## What is required
Scan the lines below for the word "stale". Copy each line you find it in.

Items from a dataset
====================

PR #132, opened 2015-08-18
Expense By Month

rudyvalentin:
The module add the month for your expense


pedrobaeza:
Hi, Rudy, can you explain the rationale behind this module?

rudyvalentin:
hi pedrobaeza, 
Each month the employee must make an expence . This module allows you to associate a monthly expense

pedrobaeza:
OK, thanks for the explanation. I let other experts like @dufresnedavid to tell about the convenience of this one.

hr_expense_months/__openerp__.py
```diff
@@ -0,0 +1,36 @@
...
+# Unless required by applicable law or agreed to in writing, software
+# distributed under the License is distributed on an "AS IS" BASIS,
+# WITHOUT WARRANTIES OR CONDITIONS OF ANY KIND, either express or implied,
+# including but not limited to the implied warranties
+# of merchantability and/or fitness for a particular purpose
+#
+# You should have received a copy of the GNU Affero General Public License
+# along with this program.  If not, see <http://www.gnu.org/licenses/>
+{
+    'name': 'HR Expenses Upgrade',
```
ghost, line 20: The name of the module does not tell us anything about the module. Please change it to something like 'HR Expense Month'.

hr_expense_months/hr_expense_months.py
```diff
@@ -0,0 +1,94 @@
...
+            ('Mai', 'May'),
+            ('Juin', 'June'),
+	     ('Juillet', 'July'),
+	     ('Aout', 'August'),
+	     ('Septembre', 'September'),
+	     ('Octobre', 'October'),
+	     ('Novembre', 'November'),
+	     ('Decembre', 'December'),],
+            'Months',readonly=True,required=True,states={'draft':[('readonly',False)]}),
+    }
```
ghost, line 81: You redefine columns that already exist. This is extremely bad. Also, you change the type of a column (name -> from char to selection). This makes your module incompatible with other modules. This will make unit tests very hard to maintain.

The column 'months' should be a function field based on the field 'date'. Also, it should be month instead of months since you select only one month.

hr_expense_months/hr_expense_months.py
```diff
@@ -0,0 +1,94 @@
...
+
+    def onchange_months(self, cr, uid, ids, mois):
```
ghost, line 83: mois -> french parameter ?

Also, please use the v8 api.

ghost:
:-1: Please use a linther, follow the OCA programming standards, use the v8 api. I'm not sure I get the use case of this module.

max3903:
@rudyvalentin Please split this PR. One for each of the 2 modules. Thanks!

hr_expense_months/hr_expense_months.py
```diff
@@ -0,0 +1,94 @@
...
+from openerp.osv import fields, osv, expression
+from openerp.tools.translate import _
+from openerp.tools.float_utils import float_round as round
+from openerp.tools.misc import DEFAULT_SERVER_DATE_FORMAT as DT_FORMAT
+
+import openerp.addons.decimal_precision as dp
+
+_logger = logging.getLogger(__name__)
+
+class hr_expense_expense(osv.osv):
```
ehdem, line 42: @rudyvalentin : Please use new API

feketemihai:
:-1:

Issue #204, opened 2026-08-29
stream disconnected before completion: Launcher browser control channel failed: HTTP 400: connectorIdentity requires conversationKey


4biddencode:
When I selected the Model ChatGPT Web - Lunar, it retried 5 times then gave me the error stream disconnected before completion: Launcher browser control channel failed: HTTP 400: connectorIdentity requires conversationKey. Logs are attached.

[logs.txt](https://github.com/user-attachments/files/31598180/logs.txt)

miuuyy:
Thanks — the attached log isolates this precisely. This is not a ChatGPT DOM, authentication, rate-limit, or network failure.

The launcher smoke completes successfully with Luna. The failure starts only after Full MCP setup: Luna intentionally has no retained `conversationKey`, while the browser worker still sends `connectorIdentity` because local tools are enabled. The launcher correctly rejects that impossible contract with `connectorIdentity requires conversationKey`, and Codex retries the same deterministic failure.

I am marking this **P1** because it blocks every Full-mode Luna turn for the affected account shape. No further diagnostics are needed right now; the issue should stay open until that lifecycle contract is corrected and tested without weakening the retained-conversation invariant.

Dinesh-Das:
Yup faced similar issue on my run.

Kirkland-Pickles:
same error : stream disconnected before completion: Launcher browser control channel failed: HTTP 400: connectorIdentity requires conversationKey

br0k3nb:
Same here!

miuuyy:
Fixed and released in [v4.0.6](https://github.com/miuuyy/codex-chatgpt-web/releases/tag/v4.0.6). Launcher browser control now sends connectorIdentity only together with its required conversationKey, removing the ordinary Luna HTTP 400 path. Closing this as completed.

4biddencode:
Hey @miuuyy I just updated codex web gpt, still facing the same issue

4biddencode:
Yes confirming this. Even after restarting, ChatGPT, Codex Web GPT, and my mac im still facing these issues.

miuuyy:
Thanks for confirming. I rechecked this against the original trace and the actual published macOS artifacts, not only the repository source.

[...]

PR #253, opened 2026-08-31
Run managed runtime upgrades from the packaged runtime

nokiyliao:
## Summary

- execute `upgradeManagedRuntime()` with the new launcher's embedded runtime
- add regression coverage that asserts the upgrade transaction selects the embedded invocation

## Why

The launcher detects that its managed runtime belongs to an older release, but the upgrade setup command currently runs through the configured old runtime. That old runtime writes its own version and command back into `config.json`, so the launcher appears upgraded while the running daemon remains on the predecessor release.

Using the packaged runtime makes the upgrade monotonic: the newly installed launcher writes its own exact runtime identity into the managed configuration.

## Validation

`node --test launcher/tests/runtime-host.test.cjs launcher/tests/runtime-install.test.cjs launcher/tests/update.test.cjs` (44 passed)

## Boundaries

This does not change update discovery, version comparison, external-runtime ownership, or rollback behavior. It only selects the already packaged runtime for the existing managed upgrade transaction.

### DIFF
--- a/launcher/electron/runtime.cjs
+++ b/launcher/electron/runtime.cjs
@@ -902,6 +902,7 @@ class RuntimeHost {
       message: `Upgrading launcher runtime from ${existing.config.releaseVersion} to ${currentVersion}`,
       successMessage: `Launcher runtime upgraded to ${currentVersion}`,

====================

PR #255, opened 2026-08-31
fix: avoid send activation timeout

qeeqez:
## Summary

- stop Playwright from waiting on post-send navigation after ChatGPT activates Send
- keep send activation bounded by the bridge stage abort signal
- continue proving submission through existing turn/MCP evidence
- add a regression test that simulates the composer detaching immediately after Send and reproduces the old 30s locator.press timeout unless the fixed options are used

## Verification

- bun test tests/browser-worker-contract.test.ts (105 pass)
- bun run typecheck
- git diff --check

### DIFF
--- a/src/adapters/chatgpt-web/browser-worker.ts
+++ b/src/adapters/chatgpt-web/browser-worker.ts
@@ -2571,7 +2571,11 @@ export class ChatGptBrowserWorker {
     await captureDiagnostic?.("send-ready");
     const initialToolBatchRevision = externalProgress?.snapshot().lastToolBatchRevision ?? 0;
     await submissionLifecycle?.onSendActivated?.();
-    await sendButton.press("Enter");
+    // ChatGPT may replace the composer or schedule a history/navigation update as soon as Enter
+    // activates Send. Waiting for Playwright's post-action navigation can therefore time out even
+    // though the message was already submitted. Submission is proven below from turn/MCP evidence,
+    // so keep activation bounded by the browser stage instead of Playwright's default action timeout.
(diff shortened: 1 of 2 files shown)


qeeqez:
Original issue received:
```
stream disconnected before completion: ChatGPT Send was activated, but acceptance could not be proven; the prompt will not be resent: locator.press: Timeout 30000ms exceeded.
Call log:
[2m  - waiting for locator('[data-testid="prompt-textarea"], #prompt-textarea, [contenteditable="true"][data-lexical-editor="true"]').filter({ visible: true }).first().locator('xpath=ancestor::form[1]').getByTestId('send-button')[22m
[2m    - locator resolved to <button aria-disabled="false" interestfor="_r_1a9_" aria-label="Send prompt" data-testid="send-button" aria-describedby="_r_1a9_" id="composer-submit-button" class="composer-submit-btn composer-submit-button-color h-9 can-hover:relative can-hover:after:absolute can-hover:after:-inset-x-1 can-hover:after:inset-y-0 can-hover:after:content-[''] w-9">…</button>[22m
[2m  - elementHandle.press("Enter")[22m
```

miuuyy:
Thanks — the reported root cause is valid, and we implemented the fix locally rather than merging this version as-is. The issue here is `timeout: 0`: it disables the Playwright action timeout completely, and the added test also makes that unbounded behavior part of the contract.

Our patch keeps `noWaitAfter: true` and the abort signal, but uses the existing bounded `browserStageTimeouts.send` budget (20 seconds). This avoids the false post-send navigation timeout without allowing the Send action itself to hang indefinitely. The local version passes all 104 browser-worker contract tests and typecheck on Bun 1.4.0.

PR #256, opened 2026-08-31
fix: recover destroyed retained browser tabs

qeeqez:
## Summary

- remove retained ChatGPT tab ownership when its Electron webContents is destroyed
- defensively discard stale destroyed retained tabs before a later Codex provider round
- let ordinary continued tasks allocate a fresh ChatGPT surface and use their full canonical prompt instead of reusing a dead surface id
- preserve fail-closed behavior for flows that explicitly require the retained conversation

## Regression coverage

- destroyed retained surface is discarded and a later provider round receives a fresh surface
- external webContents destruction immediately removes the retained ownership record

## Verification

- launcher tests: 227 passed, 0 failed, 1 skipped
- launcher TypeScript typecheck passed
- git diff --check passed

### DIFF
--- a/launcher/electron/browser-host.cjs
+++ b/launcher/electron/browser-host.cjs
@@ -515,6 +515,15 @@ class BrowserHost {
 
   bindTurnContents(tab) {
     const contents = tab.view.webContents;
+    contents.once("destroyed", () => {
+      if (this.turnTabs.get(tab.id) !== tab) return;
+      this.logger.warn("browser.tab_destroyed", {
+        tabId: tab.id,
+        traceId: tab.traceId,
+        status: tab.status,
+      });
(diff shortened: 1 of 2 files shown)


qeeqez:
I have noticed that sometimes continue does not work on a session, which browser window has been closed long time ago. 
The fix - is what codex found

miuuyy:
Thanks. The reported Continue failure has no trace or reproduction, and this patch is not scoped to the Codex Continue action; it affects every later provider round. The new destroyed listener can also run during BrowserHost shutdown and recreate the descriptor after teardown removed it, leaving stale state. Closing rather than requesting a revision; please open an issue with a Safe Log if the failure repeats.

====================

## Solution to this problem
- defensively discard stale destroyed retained tabs before a later Codex provider round
Thanks. The reported Continue failure has no trace or reproduction, and this patch is not scoped to the Codex Continue action; it affects every later provider round. The new destroyed listener can also run during BrowserHost shutdown and recreate the descriptor after teardown removed it, leaving stale state. Closing rather than requesting a revision; please open an issue with a Safe Log if the failure repeats.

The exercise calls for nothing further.